##### Records for processing #####
PR #2528, opened 2026-07-20
Fix imported interface indexer hiding

### LINKED ISSUE #2525: gsc: imported interfaces that hide inherited indexers are reported not indexable
## Summary

gsc reports an imported interface as non-indexable when it redeclares an inherited indexer with C# `new`. Both the derived and base `Item` properties are collected as CLR indexer candidates; because they have identical parameter types, current overload resolution treats them as ambiguous instead of applying member-hiding/most-derived declaration precedence.

This breaks both reads and writes on `Microsoft.AspNetCore.Http.IHeaderDictionary`, which redeclares the `IDictionary<string,StringValues>` indexer. It is independent of #2523 and #2516.

## Oahu evidence

Fresh migration from `origin/main` commit `5668dcf4` (#2522), gsc `0.3.166+5668dcf402`:

### Read

```text
sha256:81ebad3c383e661c436539098d0061581a11ed29ae5f9f16fb00c96be795e5e7
corpus_Oahu.Cli.Server/Hosting/HttpEndpoints.gs:79:40
GS0116: Type 'Microsoft.AspNetCore.Http.IHeaderDictionary' is not indexable.
```

```gsharp
let auth = ctx.Request.Headers["Authorization"].ToString()
```

The downstream `StartsWith` failure (`sha256:ee02a3ee8bc3...`) is a cascade from the failed read.

### Write

```text
sha256:fdfb16c78091414e690cd3ebc4891c35afaa56624da2593eead299f0e5e9fa37
corpus_Oahu.Cli.Server/Hosting/HttpEndpoints.gs:90:21
GS0116: Type 'Microsoft.AspNetCore.Http.IHeaderDictionary' is not indexable.
```

```gsharp
ctx.Response.Headers["Retry-After"] = "1"
```

The original C# is valid and uses the ordinary ASP.NET Core header indexer:

```csharp
var auth = ctx.Request.Headers["Authorization"].ToString();
ctx.Response.Headers["Retry-After"] = "1";
```

## Metadata shape

Reflection over the active .NET 10 ASP.NET Core reference reports two public instance indexers visible from `IHeaderDictionary`:

```text
Microsoft.AspNetCore.Http.IHeaderDictionary
  :: StringValues Item[String] get=True set=True

System.Collections.Generic.IDictionary<String,StringValues>
  :: StringValues Item[String] get=True set=True
```

The first is the derived interface's `new` declaration and must hide the inherited same-signature property for binding on an `IHeaderDictionary` receiver.

### Referenced library

```csharp
namespace Lib;

public interface IBase
{
    string this[string key] { get; set; }
}

public interface IDerived : IBase
{
    new string this[string key] { get; set; }
}
```

### Consumer

```csharp
using Lib;

namespace Consumer;

public static class Repro
{
    public static string Read(IDerived value) => value["key"];
    public static void Write(IDerived value) => value["key"] = "value";
}
```

Both projects build successfully in C#. Default `cs2gs migrate --via-sdk` emits:

```gsharp
func Read(value IDerived) string -> value["key"]
func Write(value IDerived) -> value["key"] = "value"
```

and reports:

```text
sha256:dd6f2b64053399493a0b437f3418d3f15799d50c6071334f09e4eb58070f5d66
GS0116: Type 'Lib.IDerived' is not indexable.   // read

sha256:a012fa48834ebf1fc3ad4cc250b9b228f0f9844a844f087509a578213d2af93e
GS0116: Type 'Lib.IDerived' is not indexable.   // write
```

Casting only the receiver to the base interface makes the unchanged pipeline fully green:

```csharp
((IBase)value)["key"]
((IBase)value)["key"] = "value"
```

This proves both accessor slots are individually valid and isolates the defect to candidate hiding/selection on the derived receiver.

## Expected behavior

For a receiver statically typed as the imported derived interface, a same-signature indexer declared on that interface must hide the inherited indexer and be selected for reads and writes. An inherited candidate should remain visible only when no more-derived declaration hides that signature.

## Root-cause direction

`MemberLookup.TryResolveClrIndexer` currently:

1. walks `clrTarget` followed by every inherited interface via `EnumerateSelfAndInterfaces`;
2. collects every public instance indexed property;
3. deduplicates only by `(Module, MetadataToken)`; and
4. sends all getter methods to ordinary overload resolution, or compares only parameter conversions in the symbolic path.

The derived and inherited `Item[string]` declarations have different metadata tokens but identical parameter types. Neither path considers declaring-interface specificity/member hiding, so no unique winner is produced and callers surface GS0116.

Apply CLR/C# hiding semantics before or during overload resolution. A likely direction is to rank candidates by distance from the static receiver and suppress inherited properties whose signature is hidden by an equivalent declaration on a more-derived interface. Preserve genuine ambiguity between unrelated interfaces and normal overload selection between distinct index signatures.

The read and write paths share `TryResolveClrIndexer`; ensure accessor availability is evaluated after selecting the correctly hidden property.

## Contributor-ready coverage requirements

- Imported derived interface using `new` to hide an inherited same-signature indexer: read and write.
- Exact `IHeaderDictionary` read/write shapes with `StringValues` and string keys.
- Get-only, set-only, init-like, ref-returning, and read/write indexers.
- Generic base/derived interfaces and closed/symbolic same-compilation type arguments.
- Multiple index parameters, optional parameters, nullable keys/values, and overloaded distinct signatures.
- Multi-level inheritance and diamond graphs.
- Two unrelated base interfaces exposing identical indexers remain genuinely ambiguous where C# requires qualification.
- Derived declaration with a changed return/value type or accessor set follows C# hiding rules.
- Imported classes that hide base-class indexers as a control.
- Base-interface casts continue selecting the base slot; derived receivers select the derived slot.
- Compound assignment, increments, null-conditional reads, collection/indexer initializer writes, and dynamic invocation paths.
- Runtime dispatch, reflection slot identity, C# consumer compilation, and ILVerify.
- Preserve existing Dictionary/List/Span indexer coverage, symbolic indexer overload resolution, and #2471 generic receiver behavior.
- Default `--via-sdk` two-project minimal plus Oahu.Cli.Server header middleware.

DavidObando:
## Summary
- suppress same-signature CLR indexers only when declared by a genuinely more-derived interface or class
- resolve hidden properties before getter/setter availability, preserving unrelated-base ambiguity and distinct overloads
- emit virtual dispatch for ref-returning interface indexers
- cover minimal, generic, diamond, accessor, expression, ASP.NET `IHeaderDictionary`, runtime, reflection, C# interop, ILVerify, and default `--via-sdk` paths

## Rebase and review
- rebased onto `origin/main` at `77e65cee` (#2526) with `MemberLookup.cs` conflict resolved by retaining both constructed-hierarchy projection helpers and indexer-hiding logic
- audited every `TryResolveClrIndexer` read/write caller plus compound, increment, null-conditional, initializer, expression-tree, constrained-receiver, and emit paths
- expanded tests for symbolic erased overloads, repeated generic metadata tokens, mixed hidden overload sets, inherited/ambiguous diamonds, constrained receivers, expression trees, and C# consumer dispatch

## Validation
- `MSBUILDDISABLENODEREUSE=1 dotnet build GSharp.sln -graph`
- issue #2525 Compiler.Tests: 7 passed
- indexer/rebase regressions: 68 passed
- full Compiler.Tests: 3,251 passed
- issue #2525 Cs2Gs.Tests: 1 passed
- full Cs2Gs.Tests with `RunConfiguration.DisableParallelization=true`: 1,650 passed
- rebuilt `Gsharp.NET.Sdk` nupkg and cleared matching NuGet cache before E2E
- GitHub CI: build, cs2gs, e2e, VS Code matrix, and VSIX passed

Fixes #2525

### DIFF
--- a/src/Core/CodeAnalysis/Binding/ExpressionBinder.Access.MemberLookup.cs
+++ b/src/Core/CodeAnalysis/Binding/ExpressionBinder.Access.MemberLookup.cs
@@ -977,6 +977,12 @@ internal sealed partial class ExpressionBinder
             var idxArgsAnnot = ImmutableArray.Create(BoundIndexArg());
             if (this.memberLookup.TryResolveClrIndexer(target.Type, clrAnnotIdx, idxArgsAnnot, out var idxPropAnnot, out var resolvedIdxArgsAnnot))
             {
+                if (idxPropAnnot.GetGetMethod(nonPublic: false) == null)
+                {
+                    Diagnostics.ReportTypeNotIndexable(targetLocation, target.Type);
+                    return new BoundErrorExpression(null);
+                }
+
                 var elemTypeAnnot = annotIdx.GetTypeArgumentSymbolForClrType(idxPropAnnot.PropertyType);
                 var convertedIdxArgsAnnot = BindClrIndexerArguments(
                     target.Type,
@@ -991,6 +997,12 @@ internal sealed partial class ExpressionBinder
             var idxArgs = ImmutableArray.Create(BoundIndexArg());
             if (this.memberLookup.TryResolveClrIndexer(target.Type, clrTarget, idxArgs, out var idxProp, out var resolvedIdxArgs))
             {
+                if (idxProp.GetGetMethod(nonPublic: false) == null)
+                {
+                    Diagnostics.ReportTypeNotIndexable(targetLocation, target.Type);
+                    return new BoundErrorExpression(null);
+                }
+
                 var elementType = target.Type is ImportedTypeSymbol imported
                     ? MapErasedIndexerElementType(imported, idxProp)
                     : ClrNullability.GetPropertyTypeSymbol(idxProp);
@@ -1633,7 +1645,7 @@ internal sealed partial class ExpressionBinder
             var idxArgsAnnotWr = ImmutableArray.Create(BindIndexValue());
             if (this.memberLookup.TryResolveClrIndexer(targetType, clrAnnotWr, idxArgsAnnotWr, out var idxPropAnnotWr, out var resolvedIdxArgsAnnotWr))
             {
-                if (!idxPropAnnotWr.CanWrite)
+                if (idxPropAnnotWr.GetSetMethod(nonPublic: false) == null)
                 {
                     Diagnostics.ReportTypeNotIndexable(diagnosticLocation, targetType);
                     return new BoundErrorExpression(null);
@@ -1665,7 +1677,7 @@ internal sealed partial class ExpressionBinder
                 // managed pointer. Detect the ref-returning getter and store through
                 // it. A `ReadOnlySpan[T]` getter is `ref readonly T` — writing is a
                 // hard error (GS0226).
-                if (!idxProp.CanWrite)
+                if (idxProp.GetSetMethod(nonPublic: false) == null)
                 {
                     var refGetter = idxProp.GetGetMethod(nonPublic: false);
                     if (refGetter != null && refGetter.ReturnType.IsByRef)
--- a/src/Core/CodeAnalysis/Binding/MemberLookup.cs
+++ b/src/Core/CodeAnalysis/Binding/MemberLookup.cs
@@ -2605,36 +2605,28 @@ internal sealed class MemberLookup
         indexer = null;
         resolvedArguments = default;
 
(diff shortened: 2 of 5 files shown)


DavidObando:
Closing to avoid duplicate work; another agent owns #2525.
#####
**Exercise brief**
Please work out how many lines of the listing hold the word "redeclares" and reply with only that number.

**Task solution**
2